The 70% rule is a forcing function, not a permission slip for recklessness. Apply it to reversible decisions. For irreversible ones, take the extra week.

How to Unstick a Decision You’ve Been Avoiding

Every founder has a decision they’ve been carrying for weeks. They know what they probably need to do. They’re not doing it because the conversation is difficult, the outcome is uncertain, or the stakes feel high.

The fastest way to unstick a decision is to write it down completely. Not think about it — write it. The decision you need to make. The options you’re considering. What’s making it hard. What you’d recommend if a founder friend described this situation to you.

The act of writing forces clarity that thinking alone doesn’t produce. Most decisions that feel impossibly complex become obvious when written down completely.

Prompt — Unstick a hard decision

“I’ve been stuck on a decision about [describe the decision]. Here are the options I’m considering: [list them]. Here’s what’s making it hard: [describe the friction]. Ask me the 3 questions that, if I could answer them clearly, would make this decision obvious. Don’t give me a recommendation yet — just the questions I’m avoiding.”

The Pre-Mortem: Stress-Test Before You Commit

A pre-mortem is the opposite of a post-mortem. Before making a significant decision, imagine it’s 12 months later and the decision failed completely. Ask: what went wrong?

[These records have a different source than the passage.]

PR #57, opened 2019-04-16
feat: support global labels

Qard:
This is the http client half of elastic/apm-agent-nodejs#963.

### DIFF
--- a/README.md
+++ b/README.md
@@ -72,6 +72,7 @@ Data sent to the APM Server as part of the metadata package:
 - `kubernetesNamespace` - Kubernetes namespace
 - `kubernetesPodName` - Kubernetes pod name, if not given will be the hostname
 - `kubernetesPodUID` - Kubernetes pod id, if not given will be parsed from `/proc/self/cgroup`
+- `globalLabels` - An object of key/value pairs to use to label all data reported (only applied when using APM Server 7.1+)
 
 HTTP client configuration:
 
--- a/index.js
+++ b/index.js
@@ -107,6 +107,8 @@ function Client (opts) {
 Client.prototype.config = function (opts) {
   this._conf = Object.assign(this._conf || {}, opts, { objectMode: true })
 
+  this._conf.globalLabels = normalizeGlobalLabels(this._conf.globalLabels)
+
   const missing = requiredOpts.filter(name => !this._conf[name])
   if (missing.length > 0) throw new Error('Missing required option(s): ' + missing.join(', '))
 
@@ -474,7 +476,9 @@ function getMetadata (opts) {
       agent: {
         name: opts.agentName,
         version: opts.agentVersion
-      }
+      },
+      framework: undefined,
+      version: undefined
     },
     process: {
       pid: process.pid,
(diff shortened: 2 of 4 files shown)


README.md
```diff
@@ -72,6 +72,7 @@ Data sent to the APM Server as part of the metadata package:
 - `kubernetesNamespace` - Kubernetes namespace
 - `kubernetesPodName` - Kubernetes pod name, if not given will be the hostname
 - `kubernetesPodUID` - Kubernetes pod id, if not given will be parsed from `/proc/self/cgroup`
+- `globalLabels` - An object of key/value pairs to use to label all data reported
```
watson: We should add a note about that this requires APM Server 7.1 in order to be picked up

index.js
```diff
@@ -554,3 +561,14 @@ function destroyStream (stream) {
     else if (typeof stream.emit === 'function') stream.emit('close')
   }
 }
+
+function normalizeGlobalLabels (labels) {
+  const result = {}
+  if (!labels) return result
+
+  for (let key of Object.keys(labels)) {
+    result[key] = labels[key].toString()
```
watson: We should verify if we're allowed to support numbers and booleans, and not only strings

index.js
```diff
@@ -485,8 +489,11 @@ function getMetadata (opts) {
     system: {
       hostname: opts.hostname,
       architecture: process.arch,
-      platform: process.platform
-    }
+      platform: process.platform,
+      container: undefined,
+      kubernetes: undefined
+    },
+    labels: opts.globalLabels
```
watson: I couldn't find any documentation for this, so just double check that the root of the payload is the right place to add the new `labels` property 😅

index.js
```diff
@@ -554,3 +561,14 @@ function destroyStream (stream) {
     else if (typeof stream.emit === 'function') stream.emit('close')
   }
 }
+
+function normalizeGlobalLabels (labels) {
+  const result = {}
+  if (!labels) return result
```
watson: If you move this up as the first line and return undefined, then it will not take up room on the metadata payload

index.js
Qard: I checked the apm-server PR and the spec files. This is the right place for it. :)

README.md
Qard: fixed

index.js
Qard: fixed

index.js
vigneshshanmugam: From 6.7 APM server accepts it - https://github.com/elastic/apm-server/pull/1712, But we are doing the same `toString` because we support 6.5+ versions.

Qard: In that case, I would consider it a breaking change to make this support numbers and booleans, so we should do that in another PR targeted at landing in the next major.

Qard: Actually, it would just get fully ignored on pre-6.7 versions because global labels are on metadata messages only, right? So it actually _wouldn't_ be a backwards-compatibility concern to send the data up with numbers and booleans. 🤔

Qard: I've changed it to allow number and boolean types.

index.js
```diff
@@ -474,7 +476,9 @@ function getMetadata (opts) {
       agent: {
         name: opts.agentName,
         version: opts.agentVersion
-      }
+      },
+      framework: undefined,
+      version: undefined
```
vigneshshanmugam: shouldn't this be opts.serviceVersion ?

Qard: Sorry, it's not immediately obvious why this is set to `undefined` here. It _is_ set to `opts.serviceVersion` later, if it has been provided. The reason for setting to `undefined` _here_ rather than just omitting it completely is a performance optimization related to the [hidden classes](https://richardartoul.github.io/jekyll/update/2015/04/26/hidden-classes.html) problem.

Qard:
Test failures are unrelated. Going to land anyway.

This exercise surfaces risks that optimism bias hides. When you’re excited about a decision, your brain naturally minimises downside scenarios. The pre-mortem forces you to construct them explicitly.

It doesn’t mean you don’t make the decision. It means you make it with eyes open — and often you can mitigate the most likely failure modes before they happen.

Prompt — Run a pre-mortem

“I am about to make this decision: [describe the decision and your current thinking]. Run a pre-mortem. Assume it’s 18 months from now and this decision turned out to be a significant mistake. What are the 3 most likely reasons it failed? For each one: how likely is it, what are the early warning signs I should watch for, and is there anything I can do before or during execution to reduce that risk?”

Decisions That Need a Framework vs a Gut Check

Not all decisions benefit from the same approach. Some decisions are better made analytically — with data, frameworks, and deliberate process. Others are better made intuitively — quickly, from pattern recognition and experience.

Use a framework for: Hiring decisions, pricing changes, fundraising strategy, build vs buy choices, market expansion. These have enough variables and consequences that structured thinking outperforms intuition.

Trust your gut for: Whether a person is trustworthy. Whether a culture fit is real or performed. Whether a pitch narrative is landing. Whether something feels off in a negotiation. Intuition is pattern recognition built from experience — in these domains it’s often more accurate than analysis.

The mistake is applying gut instinct to decisions that deserve analysis, and applying frameworks to decisions that deserve a gut check.

How to Use AI as a Decision Partner

AI is a useful thinking partner for decisions when used correctly. It’s not useful as an oracle — don’t ask it “should I do X?” and take the answer. Use it to structure your thinking, surface blind spots, and stress-test your reasoning.

Prompt — Decision clarity

“I need to make a decision about [describe it]. I’m currently leaning toward [your current thinking] because [your reasoning]. Play devil’s advocate: what’s the strongest case against the direction I’m leaning? What am I probably not weighing heavily enough? What would someone who strongly disagreed with me say — and would they be right?”

Prompt — When you’re genuinely torn

“I’m genuinely torn between two options: [Option A] and [Option B]. Here’s what I know: [key facts]. Here’s what’s making it hard: [the friction]. Don’t tell me which to choose. Instead: (1) What’s the most important factor I should be weighting here that I might be underweighting? (2) What does each option reveal about my priorities? (3) If I imagine myself 2 years from now looking back, which decision am I more likely to regret — and why?”